▶ _Your assignment_:
Please print all of the entries, matching them exactly.

(Saved entries)
"""
PR #6853, opened 2023-11-16
gRPC client for Tempo (II)

### LINKED ISSUE #6578: Tempo support for gRPC Tempo client
With the following settings: 

```
  tracing:
    enabled: true
    provider: "tempo"
    use_grpc: true
```

The Tempo client is not working. 
The client uses the .proto specific to Jaeger.

josunect:
I was not able to make it work the grpc frontend deploying Tempo with Tanka or the tempo-operator, but it is working fine in the deployment with helm charts. 

image
	
Fixes #6578


josunect:
Note about the implementation: 

- The StreamClient just support the Search endpoint. The traceId doesn't look to be available in the search endpoint, that's why it uses the http client for traceID. It seems to be the way used by Grafana. https://github.com/grafana/grafana/blob/main/pkg/tsdb/tempo/search_stream.go#L63
- So Tempo would need the httpClient also for use grpc. That's why this new option (grpc_port) was added in the config.

jmazzitelli:
Looking at the `tempopb` directory, it appears you copied some code from "some place" to support the Tempo client?

You are going to want to create a README in here (or something like that) explaining:

1. Where you got this source code (so when we need to upgrade it or pull in security/CVE fixes, we know where to go to get the new code)
2. What versions of Tempo this supports.

josunect:
> Looking at the `tempopb` directory, it appears you copied some code from "some place" to support the Tempo client?
> 
> You are going to want to create a README in here (or something like that) explaining:
> 
>     1. Where you got this source code (so when we need to upgrade it or pull in security/CVE fixes, we know where to go to get the new code)
> 
>     2. What versions of Tempo this supports.

Thanks, @jmazzitelli ! It makes sense. I will add it.

hhovsepy (approved):
Code lgtm, tested and debugged locally grpc client, regression tested http client.

jmazzitelli (approved):
Tested, I can see the traces in the UI (which I assume is all we need to look for).

(FYI: I did update the testing instructions in the previous comment to be more specific and clear).

josunect:
> Tested, I can see the traces in the UI (which I assume is all we need to look for).
> 
> (FYI: I did update the testing instructions in the previous comment to be more specific and clear).

Yes that's right. Thanks for the review!

Issue #6815, opened 2023-11-02
Multicluster - Missing cluster param in Show traces


josunect:
When we click on "Show Traces" on a workload from a namespace that just exist in remote: 

![image](https://github.com/kiali/kiali/assets/49480155/8af014ed-c76a-4dda-87f1-54ccf28dc3c6)

The following error occurs: 

![image](https://github.com/kiali/kiali/assets/49480155/d72afa7e-21e4-4670-83e7-7027d8507166)

From Kiali logs:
"""
▶ _Task solution_:
PR #6853, opened 2023-11-16
gRPC client for Tempo (II)

### LINKED ISSUE #6578: Tempo support for gRPC Tempo client
With the following settings: 

```
  tracing:
    enabled: true
    provider: "tempo"
    use_grpc: true
```

The Tempo client is not working. 
The client uses the .proto specific to Jaeger.

josunect:
I was not able to make it work the grpc frontend deploying Tempo with Tanka or the tempo-operator, but it is working fine in the deployment with helm charts. 

image
	
Fixes #6578


josunect:
Note about the implementation: 

- The StreamClient just support the Search endpoint. The traceId doesn't look to be available in the search endpoint, that's why it uses the http client for traceID. It seems to be the way used by Grafana. https://github.com/grafana/grafana/blob/main/pkg/tsdb/tempo/search_stream.go#L63
- So Tempo would need the httpClient also for use grpc. That's why this new option (grpc_port) was added in the config.

jmazzitelli:
Looking at the `tempopb` directory, it appears you copied some code from "some place" to support the Tempo client?

You are going to want to create a README in here (or something like that) explaining:

1. Where you got this source code (so when we need to upgrade it or pull in security/CVE fixes, we know where to go to get the new code)
2. What versions of Tempo this supports.

josunect:
> Looking at the `tempopb` directory, it appears you copied some code from "some place" to support the Tempo client?
> 
> You are going to want to create a README in here (or something like that) explaining:
> 
>     1. Where you got this source code (so when we need to upgrade it or pull in security/CVE fixes, we know where to go to get the new code)
> 
>     2. What versions of Tempo this supports.

Thanks, @jmazzitelli ! It makes sense. I will add it.

hhovsepy (approved):
Code lgtm, tested and debugged locally grpc client, regression tested http client.

jmazzitelli (approved):
Tested, I can see the traces in the UI (which I assume is all we need to look for).

(FYI: I did update the testing instructions in the previous comment to be more specific and clear).

josunect:
> Tested, I can see the traces in the UI (which I assume is all we need to look for).
> 
> (FYI: I did update the testing instructions in the previous comment to be more specific and clear).

Yes that's right. Thanks for the review!

Issue #6815, opened 2023-11-02
Multicluster - Missing cluster param in Show traces


josunect:
When we click on "Show Traces" on a workload from a namespace that just exist in remote: 

![image](https://github.com/kiali/kiali/assets/49480155/8af014ed-c76a-4dda-87f1-54ccf28dc3c6)

The following error occurs: 

![image](https://github.com/kiali/kiali/assets/49480155/d72afa7e-21e4-4670-83e7-7027d8507166)

From Kiali logs:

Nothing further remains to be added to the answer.